I am trying to connect to Redshift and run simple queries from a Glue DevEndpoint (that is requirement) but can not seems to connect.
Following code just times out:
df = spark.read \
.format('jdbc') \
.option("url", "jdbc:redshift://my-redshift-cluster.c512345.us-east-2.redshift.amazonaws.com:5439/dev?user=myuser&password=mypass") \
.option("query", "select distinct(tablename) from pg_table_def where schemaname = 'public'; ") \
.option("tempdir", "s3n://test") \
.option("aws_iam_role", "arn:aws:iam::147912345678:role/my-glue-redshift-role") \
.load()
What could be the reason?
I checked URL, user, password and also tried different IAM roles but every time just hangs..

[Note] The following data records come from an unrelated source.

PR #6938, opened 2025-07-08
index: hide CompositeIndex, IndexEntry, and IndexPosition types

yuja:
# Checklist

If applicable:


yuja:
FWIW, changed-files index will have to be stored in separate files because indexing all commits upfront would be too slow. So we'll need a lot more refactoring.

martinvonz:
> indexing all commits upfront would be too slow

This seems possibly related to what we decide to do about indexing copy information. One option is to do it in the background after cloning. I don't know what the best solution to either indexing problem is.

yuja:
> One option is to do it in the background after cloning.

Yeah. I'll leave it for later. The initial version will add debug command to index N commits from the head of the commits index.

Also tried without IAM role (just having URL, user/pass, schema/table that already exists there) and also hangs/timeout:
jdbcDF = spark.read \
.format("jdbc") \
.option("url", "jdbc:redshift://my-redshift-cluster.c512345.us-east-2.redshift.amazonaws.com:5439/dev") \
.option("dbtable", "public.test") \
.option("user", "myuser") \
.option("password", "mypass") \
.load()
Reading data (directly in Glue SSH terminal) from S3 or from Glue tables (catalog) seems fine so I know that Spark and Dataframes are fine, just there is something with connection to RedShift but not sure what?